[YOUR ASSIGNMENT] Pull every line holding the string "nbsp" from the records below.

Collected data:
──────────────────────────────

PR #685, opened 2024-08-29
examples: document how to log chats

nbsp:
mostly copying the minimal assistant example, with this section added:

```python
async def log_context():
    with open("transcriptions.log", "w") as f:
        chat_ctx = assistant.chat_ctx.copy()
        for msg in chat_ctx.messages:
            f.write(msg.role + "\n")
            f.write(msg.content + "\n\n")

ctx.add_shutdown_callback(log_context)
```


examples/voice-assistant/log_transcriptions.py
```diff
@@ -0,0 +1,70 @@
...
+        pass
+
+    @assistant.on("user_speech_committed")
+    def on_user_speech_committed(msg: llm.ChatMessage):
+        # convert string lists to strings, drop images
+        if isinstance(msg.content, list):
+            msg.content = "\n".join(
+                "[image]" if isinstance(x, llm.ChatImage) else x for x in msg
+            )
+        with open("transcriptions.log", "a+") as f:
```
theomonnom, line 58: let's avoid blocking ops.
we could also just get the assistant.chat_ctx in a shutdown callback and write everything at once?

davidzhao: hmm I think we should not assume that everything will be buffered. it's better to demonstrate control where user may choose how to buffer

nbsp: so should we have both a shutdown log and a real-time log?

davidzhao: for example, what if I'd like to send transcriptions to my backend service on the fly to log? (in order to improve latency and minimize risk of losing data). 

for really long sessions (think 2h+) we also don't want to buffer everything in memory.

ideally we'd also expose timing data (by emitting them in realtime, we can basically avoid having to tag timestamps)

additionally, some users may use summarization techniques with the LLM, so the chatcontext isn't an accurate representation of each sentence being said by the user/agent.

nbsp: new commit reverts the changes, going back to realtime, and also makes it non-blocking.
i also print the current datetime in the header for each message.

──────────────────────────────

[EXERCISE RESPONSE]
nbsp:
nbsp: so should we have both a shutdown log and a real-time log?
nbsp: new commit reverts the changes, going back to realtime, and also makes it non-blocking.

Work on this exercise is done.